Deze motie is voorgesteld door het lid Rabbae. Naar mij blijkt, wordt zij voldoende ondersteund.

Zij krijgt nr. 80 (25000 VIII).

Staatssecretaris Netelenbos:

Voorzitter! Ik dank de leden voor hun opmerkingen. Zij kwamen mij, gezien het algemeen overleg, bekend voor.

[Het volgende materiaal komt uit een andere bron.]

PR #93, opened 2015-02-20
Note in README local setup of the full system is not possible

anssiko:
For reference, see https://lists.w3.org/Archives/Public/spec-prod/2015JanMar/0011.html


astorije:
@tripu, I saw you assigned yourself on this ticket, but I wanted to add this commit to the parent of #96's commit, which is why I merged it... Hope you don't mind :-)

PR #81, opened 2015-02-07
Add a CONTRIBUTING.md file to the project

astorije:
This creates a banner every time someone opens an issue or a pull request and gives explanations to contributors.

Along the way I made 2 guides that are pointed by this contribution reference ([Coding style guide](https://github.com/w3c/echidna/wiki/Coding-style-guide) and [Coding practices guide](https://github.com/w3c/echidna/wiki/Coding-practices-guide). I am in the process of finalizing them. I'll be happy to discuss these 2 but I figured it would make everyone save time by starting something and would also guide contributors rather than letting them in the blur. I'll be cleaning things only when everyone is okay with these and try to provide a linter configuration file.

I used *plenty* of references to make something as good as possible.
I gave a lot of love to these documents and I am only willing to improve them :-)
Hurray to free and open source projects! \o/

(I am not assigning anyone here as I'd love feedback from both @deniak and @tripu, but also from @plehegar on the "public-facing" side. I hope this won't create too much of a debate and can be merged on Monday at the same time than when we open the system to the public.)

PR #101, opened 2015-03-07
Quality assurance PR!

astorije:
- As discussed on #81, applies the style consistently across all JavaScript files in the project (except `Gruntfile.js`, minified files, config file and packages). There were some syntax bugs I discovered along the way that I fixed. Pfiou, that was a lot of changes...
- Add a bunch of [JSCS](http://jscs.info/) rules to make sure a consistent style is kept over time. I went through [aaaall the rules](http://jscs.info/rules.html) twice to make sure nothing gets forgotten!
- Make the style checker run before the tests to never forget to check it before committing, and to have Travis validating it.
- Choices made in `app.js` to apply the rules will probably seem odd, but I didn't bother making it too beautiful as work on #84 is pending.
- Add rules for [JSHint](http://jshint.com/) and fix the errors it reported
- Make the linter run before the tests for the same reasons as the style checker


astorije:
@deniak, assigning to you as you were the one suggesting cleaning up the sources should come with suggesting one.
I will rebase my other pending PRs as soon as this is merged.

deniak:
@astorije @tripu I'm assuming you guys discussed and agreed on the coding style conventions. I would prefer to have `"requireMultipleVarDecl": true` in `.jscs.json` though.
Anyway, I'll approve the PR so it won't block anything else.

Now that the coding style convention is in place, we should probably enforce the rules in a git pre-commit hook. What do you guys think?

astorije:
@deniak, thanks for merging this! Actually, @tripu and I haven't discussed about that since #81, if I am correct. And that's the thing actually: it's the kind of things you want to discuss about, but you'd rather spend time on things that are actually productive!
Anyway, please don't see that as stabbing you in the back, but as a way of efficiently and consistently enforce the style and practices. If I have done things right, all rules should be either mandatory, through `require`, or forbidden, through `disallow` (apart from the `YodaConditions` where I really have no idea what's best and if we should really require or disallow). That way, whenever the style evolves, it will be easy to detect non-compliant statements as they will break the checker by design, and they will also be easier to fix across the project.

Regarding `requireMultipleVarDecl`, actually, I personally hate that style. I don't see what is wrong with having multiple `var` statements because you don't save space anyway. Moreover, and that's what I have seen multiple times on other projects, it can create "quiet" bugs like this:

```js
var myVar1,
    myVar2;
    myVar3;
```

Et voilà, `myVar3` is now a leaky variable. Granted that the use of `'use strict';` *should* prevent that (unless it was forgotten for that file) and JSHint *should* be unhappy too, but that's still a useless risk when you can be explicit.
This also makes the git diff awkward when you change one of the variables, and then people try to "fix" this with ridiculous practices such as starting lines with commas...
Anyway, if you guys both want this to change, sure, but I don't see a good reason, and I prefer simplicity :-)

Regarding the pre-commit hook, as the [documentation says](http://www.git-scm.com/book/en/v2/Customizing-Git-Git-Hooks#Client-Side-Hooks), client-side hooks are not copied when cloning the repository. So it means that we need to add a section in the CONTRIBUTING file asking people to create the hook. I don't think people will bother creating a hook if they don't bother running tests before committing, which is required in the CONTRIBUTING file.

I will rebase all the PRs ASAP to have them merged quickly.

astorije:
Oh, I was forgetting an argument regarding the hook: sometimes you actually want to commit something that doesn't pass the tests and I think it can happen with the style or linter too. For tests, it might be that you submit code that doesn't pass tests yet because of a pending feature in a dependency. For the style checker or linter, maybe someday a contributor will want to help and will not know how to make them pass, but would still like to share so that we can help debugging...

PR #116, opened 2015-03-16
Add changelogs for both Echidna and Specberus, as of today

tripu:


tripu:
On hold.

@deniak suggested that it might be better to use a text file, or a markdown file, for the changelog(s). Also, he wonders &ldquo;if Echidna is a good place to host the changelog for Specberus&rdquo;.

I think this: Echidna is the core of the system, and its front page (and future web UI) serve as the face of the whole system. Thus the convenience of maintaining a friendly changelog there, at the &ldquo;base URL&rdquo; that users would likely check. Also, it is unlikely that Specberus will evolve separately (releases will be pretty much related and in sync) so summing up changes in Specberus *in the front page of Echidna* doesn't seem to me like an ugly dependency or anything&hellip;

Still, I'm open to better ideas.

astorije:
I agree with @deniak: changelogs for Specberus should be stored within the Specberus repository.

I actually opened a ticket on Specberus last week: https://github.com/w3c/specberus/issues/165. If we manage to generate the changelogs, this will be solved inherently, and we'll be able to redirect users to the `HISTORY.md` files, which is more than enough. Almost all open source projects who maintain a changelogs store it either as a CHANGELOG/HISTORY.md file in the repository or a tag notes on GitHub (I prefer the first solution but see the convenience of the second one).
That said, I haven't found a good way to generate this file yet, although I guess at the very least, a command involving `git log` could do the trick.

Hope that helps!

tripu:
/me moving the discussion to w3c/specberus#165 the, where it seems more appropriate.

PR #122, opened 2015-03-16
fix downloader sub-directories missing

### LINKED ISSUE #119: The document downloader fails when the manifest lists sub-directories
If the manifest contains files in sub-directories, the document downloader [doesn't create](https://github.com/w3c/echidna/blob/master/lib/document-downloader.js#L67) the sub-directory before downloading the resource. It ends up failing with the following error:
```
...
"jobs": {
    "retrieve-resources": 
{
    "status": "error",
    "errors": 
    [
        "Error: ENOENT, open '/u/echidna-staging/47aadb10-02fc-474a-9f1c-69b59f552b29//img/fingerprint.png'"
    ]
},
...
```

deniak:
Fix #119

### DIFF
--- a/lib/document-downloader.js
+++ b/lib/document-downloader.js
@@ -44,8 +44,8 @@ DocumentDownloader.installAll = function (destsContents) {
       if (!exists) {
         Mkdirp.sync(path);
       }
+      return DocumentDownloader.install(e[0], e[1]);
     });
-    return DocumentDownloader.install(e[0], e[1]);
   }));
 };
 
--- a/lib/document-downloader.js
+++ b/lib/document-downloader.js
@@ -5,6 +5,7 @@ var Request = require('request');
 var List = require('immutable').List;
 var Promise = require('promise');
 var Url = require('url');
+var Mkdirp = require('mkdirp');
 
 var DocumentDownloader = function () {};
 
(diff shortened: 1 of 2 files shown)


lib/document-downloader.js
```diff
@@ -38,6 +39,8 @@ DocumentDownloader.install = function (dest, content) {
 DocumentDownloader.installAll = function (destsContents) {
   // `e` is a tuple of [dest, content]
   return Promise.all(destsContents.toArray().map(function (e) {
+    var path = require('path').dirname(e[0]);
+    Mkdirp.sync(path);
```
astorije: This sync version is fine by me.
I don't think it takes a lot longer to execute but I'd be curious to see the difference. Meanwhile it makes the code easier to read than a callback-based async version. When (if!) `mkdirp` [supports Promises](https://github.com/substack/node-mkdirp/issues/86), we can probably do something like:

```js
return Mkdirp(path).then(function ()
  return DocumentDownloader.install(e[0], e[1]);
});
```

package.json
```diff
@@ -52,6 +52,7 @@
     "promise": "6.x.x",
     "request": "2.x.x",
     "specberus": "1.x.x",
+    "mkdirp": "0.x.x",
```
astorije: To match the other versions, this should be `0.5.x` instead.
Would that be a problem for you?

deniak: Done in a0d9f58beeecf4063ff14be07ef8dd1855a3197b

astorije:
*A posteriori* :+1: :-)

PR #131, opened 2015-03-17
Make it clear that Eds. don't need to install this (closes #130)

marcoscaceres:

PR #133, opened 2015-03-18
Make the README clearer regarding what should editors and developers read to use the tool

astorije:
Extending #131 hoping to be clearer and more explicit.


tripu:
@astorije, I took the liberty of committing tiny changes of style before merging&hellip;

astorije:
@tripu, instead of adding commits like this and merge right away, please ask me to do the changes, or wait for my :+1: to merge if you really want to commit on top of my branch (first solution preferred in most FOSS projects). As you can imagine, there is probably a good reason why I do a change if it's not a typo. Thanks!

PR #136, opened 2015-03-20
Get rid of the code-surrounded links and fix a typo

astorije:
See #133


tripu:
My edition in #133 wasn't accidental: URLs were displayed using a monospace font before; I think technical documents look better and are more usable that way. But no big deal :¬)

PR #138, opened 2015-03-26
Fix #137: Fetch files as Buffer by default instead of utf8 strings

### LINKED ISSUE #137: Echidna appears to corrupt images (probably all binary files)
If you compare images as available in the original source (e.g. http://www.w3.org/html/wg/drafts/html/wd/img/sample-details-1.png) with those available in the installed version (the same would be http://www.w3.org/TR/html51/img/sample-details-1.png) you will note some differences.

The most glaring one is that the latter does not work. Running the new file through `file`, it no longer is recognised as PNG. The size has been hugely inflated: 337K instead of 181K.

I haven't looked at the code but the most likely source for this problem is that at some point binary files get treated as text. All the files — including textual ones — should be treated as opaque binaries by this tool chain

astorije:


astorije:
@tripu, I assigned @darobin here because we discussed together about this bug and I could use his advice if I got it wrong :-)

It should deserve its own patch version, I think.

lib/document-downloader.js
```diff
@@ -62,8 +65,10 @@ DocumentDownloader.fetchAndInstall = function (url, dest) {
     if (!pathExists) return mkdir(dest);
   }).then(function () {
     return DocumentDownloader.fetch(url).then(function (content) {
-      if (content.trim().charAt(0) !== '<') {
-        var filenames = DocumentDownloader.getFilenames(content);
+      var contentUtf8 = content.toString('utf8');
+
+      if (contentUtf8.toString('utf8').trim().charAt(0) !== '<') {
+        var filenames = DocumentDownloader.getFilenames(contentUtf8);
```
darobin: You're converting to UTF-8 twice, probably harmless but not needed.

darobin:
Apart from the double `toString()` this LGTM. Please merge once that bit is fixed.

Should we have a "hotfix" label to mark things that need to be deployed quickly?

astorije:
Ah ah right, misused copy & paste!

Fixed in 5a635e6, I will merge as soon as Travis CI completes.

@tripu, okay to tag this as a patch version and release it as soon as you see this message?
Also, what about @darobin's suggestion regarding a **hotfix** label? My opinion is actually to have a **bugfix** label instead, and to deploy whenever a PR with this label is merged, because I think all bugfixes will be urgent for someone. Does that make sense?

tripu:
We already have a *bug* label (just added to this PR). I'm not sure we need more granularity to rank bugs and their fixes. I'd say most bugfixes are *not* urgent, really.

But this will be included in the next version deployed, of course.

darobin:
Well, ideally the code would be deployed whenever something is merged to master :)

But if we can't have that, then I would suggest that the ability to flag some issues as requiring quicker attention would be helpful. This bug for instance has been causing the HTML specification (and presumably any other spec that uses images) to be broken for over two weeks. We've already had people report it several times, it's getting to be a bit embarrassing really :-/

astorije:
> Well, ideally the code would be deployed whenever something is merged to master :)

Don't open that box, @darobin! :-)

@tripu, I agree with @darobin regarding this issue: this one was really, really urgent and would have been deployed super quickly. That said, I haven't deployed Echidna yet so I don't know what are the steps to do so, but I am generally in favor of [one-step builds](http://www.joelonsoftware.com/articles/fog0000000043.html) when automatic deployment is not possible or not desired. If it's that easy, then developers should be able to deploy patches like this one.

PR #553, opened 2018-07-16
run go fmt on dashboard.go

bacongobbler:


brig/cmd/brig/commands/dashboard.go
```diff
@@ -67,8 +67,7 @@ var dashboard = &cobra.Command{
 		}
 
 		// block until the user sends a CTRL+C
-		select {
-		}
+		select {}
```
radu-matei: This will be introduced by #551 (rebased and ran the linter).

PR #568, opened 2018-07-23
Adding project defaultSecret to the build event secret

### LINKED ISSUE #567: project defaultScript is not getting added in the event secret
Data mounted from event secret is missing the `script` key.
As a result of this if `/vcs/brigade.js` and `/etc/brigade-default-script/brigade.js` is missing and the users are depending on the project's defaultScript things will break.

The fix for this is to add `Script` key in here
https://github.com/Azure/brigade/blob/master/pkg/webhook/github.go#L229

I will raise a PR for the same.

kumudt:
Fixes #567

### DIFF
--- a/pkg/webhook/github.go
+++ b/pkg/webhook/github.go
@@ -227,6 +227,7 @@ func (s *githubHook) build(eventType string, rev brigade.Revision, payload []byt
 		Provider:  "github",
 		Revision:  &rev,
 		Payload:   payload,
+		Script: []byte(proj.DefaultScript),
 	}
 
 	return s.store.CreateBuild(b)


kumudt:
@technosophos Can you please have a look at this?

technosophos:
I need to look at this carefully, but I think it should be the Controller that is loading the default script if no script (or an empty script) is passed in the event. In theory, the gateways should not have to do this work.

kumudt:
@technosophos You are right. Thinking about the right way to pass it to the worker. Can we do this?
Pass the default script via an environment variable (referencing project secret) to the worker and the worker loads it in prestart.js

mumoshu:
Can we modify the brigade-project chart to optionally create a configmap named per `defaultScriptName`(#467) with its content being the value of `defaultScript`? This way, perhaps, we don't need to touch any code in controller and worker.

technosophos:
At this point, we'd add that to `brig project create`, too. But, yeah, it would be pretty easy to add this.

radu-matei:
I think this is available in `brig project create`.

Feel free to open an issue if the behaviour is not the expected one.
Thanks!

PR #579, opened 2018-08-02
fix(vacuum): set default max builds to -1

### LINKED ISSUE #576: VACUUM_MAX_BUILDS variable not honoured
Latest brigade helm release
Docker image: deis/brigade-vacuum:v0.15.0

We noticed that VACUUM_MAX_BUILDS env variable is ignored by vacuum. Although VACUUM_AGE variable gets picked up as expected.

We tested both maxBuilds() and getAge() functions with both env variables against custom docker image and both return values.
(https://github.com/Azure/brigade/blob/master/brigade-vacuum/cmd/brigade-vacuum/commands/app.go)

We suspect the issue around deis/brigade-vacuum:v0.15.0 image.

Please let us know if you need further information.

Thanks

technosophos:
There was a discrepancy between whether the default value for max builds was -1 or 0. As a result, `VACUUM_MAX_BUILDS` was always overridden by the default `-m` value.

Closes #576

### DIFF
--- a/brigade-vacuum/cmd/brigade-vacuum/commands/app.go
+++ b/brigade-vacuum/cmd/brigade-vacuum/commands/app.go
@@ -52,14 +52,14 @@ var (
 	globalNamespace  = ""
 	globalAge        = ""
 	globalVerbose    = false
-	globalMaxBuilds  = -1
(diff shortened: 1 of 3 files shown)


technosophos:
Ugh... I forgot to update the test. I'll fix that and re-push.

Ik ga allereerst in op de inbreng van de heer Koekkoek en de door hem ingediende motie. Ik vind het jammer dat hij mij niet wil volgen in mijn redenering inzake mantelcontracten. Als er via het NIC een mantelcontract gesloten kan worden voor schoonmaakwerk voor een bedrag waarvan aangetoond kan worden dat daarvoor een school kan worden schoongemaakt, is het jammer dat de heer Koekkoek blijft volhouden dat dit niet zo is. Mevrouw Lambrechts heeft overigens gelijk dat er een verschil tussen macro en micro is, maar het totale volume is 250 mln., terwijl scholen effectief maar 170 mln. daaraan besteden.

Ik heb de heer Koekkoek gevraagd om aan te geven wat hij in de tekst van het programma van eisen wil veranderen. Hij sprak over drempeltjes. Als hij een held was geweest, had de heer Koekkoek gezegd dat in zijn berekening niet één keer per dag het drempeltje wordt schoongemaakt, maar twee keer. In dat geval had mijn mantelcontract niet meer geklopt. De heer Koekkoek wist echter niets te melden. Dat is lastig praten, want het mantelcontract kan gesloten worden binnen het budget. De ene school is natuurlijk de andere niet. Dat is ook het lastige van een vertaling van macro naar micro. De ene school is oud en de andere nieuw. Op dat punt zijn er wel eens problemen. De heer Rijpstra heeft dat tijdens het overleg uitvoerig beschreven. Het is echter lastig praten als de heer Koekkoek vanuit een soort oppositioneel gedrag blijft zeggen dat het niet kan. Dat is namelijk niet waar.

De heer Koekkoek (CDA):

Voorzitter! De staatssecretaris haalt twee dingen door elkaar.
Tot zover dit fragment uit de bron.